Primary and secondary capitation linkages exist:

 

Primary capitation is an arrangement in which the IPA pays the PCP directly for each patient who chooses to utilize that practice.

 

Secondary capitation is when a secondary provider authorized by the IPA (such as a lab, radiology facility, or medical specialist) is utilized, the PCP’s enrolled membership is deducted.

 

There are also PCPs that work under a preventive health philosophy and are paid more for preventing sickness rather than treating it. The PCP would profit the most from this strategy by avoiding costly medical treatments.

 

PRO

CONS

·         Simplifies bookkeeping

·         Providers may spend less time per patient

·         Discourages excessive billing or more costly procedures

·         Incentivizes providing fewer services

·         Patients avoid unnecessary tests and procedures

 

 

Advantages of a Capitation System

HMOs and IPAs are the groups most likely to gain from a healthcare capitation system.

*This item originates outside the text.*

PR #2561, opened 2026-09-18
fix(permissions): honor content-specific ask rules before mode auto-allows (#2125)

turkonthelurk:
Fixes https://github.com/tetsuo-ai/agenc-core/issues/2125

**Draft, do not merge.** Opened from fork `turkonthelurk/agenc-core` for review only. Nothing here merges anything; no push to `main` on either repo.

The main advantage for a doctor is lower accounting expenses. An IPA doctor is not required to have a bigger billing staff, nor is the practice required to wait for reimbursement for its services. By reducing these expenditures and difficulties, a clinic may serve more patients while maintaining a lower total operating expense.

The IPA has the advantage of discouraging PCPs from delivering more treatment than is required or from doing pricey procedures that may be no more effective than less expensive ones. It reduces the possibility of overbilling for operations that may or may not be essential.

The biggest advantage for the patient is that needless and frequently time-consuming treatments are avoided, which may result in greater out-of-pocket payments.

Cons of a Capitation System

One of the primary issues regarding healthcare capitation (as expressed by many HMO participants) is that it incentivizes physicians to enroll as many people as possible, leaving less and less time to actually visit a patient.

It’s not uncommon to hear an HMO patient complain about visits that take just a few minutes or physicians who provide diagnosis without ever touching or examining the patient.

While the overarching goal of capitation may be to prevent excessive expenses and spending (both of which might effect premium prices), this may be at the expense of the individual patient in need of increased treatment.

A medical practice may modify how it would normally treat a patient or implement rules that purposefully prohibit treatments to which the patient may be entitled in order to maximize profitability. It devolves into a sort of healthcare rationing in which the general level of treatment is decreased in order to maximize financial advantage.

There is evidence to support the idea that capitation is a more cost-effective and responsible healthcare strategy. According to a 2009 assessment of research, capitation was most cost-effective among populations with modest healthcare requirements, with practitioners reporting fewer illnesses and higher enrollments than fee-for-service practices.

In contrast, according to a study conducted by the Center for Studying Health System Change in Washington, D.C., as many as 7% of doctors actively reduced their services as a result of financial incentives, and the study concluded that “group revenue in the form of capitation was associated with incentives to reduce services.”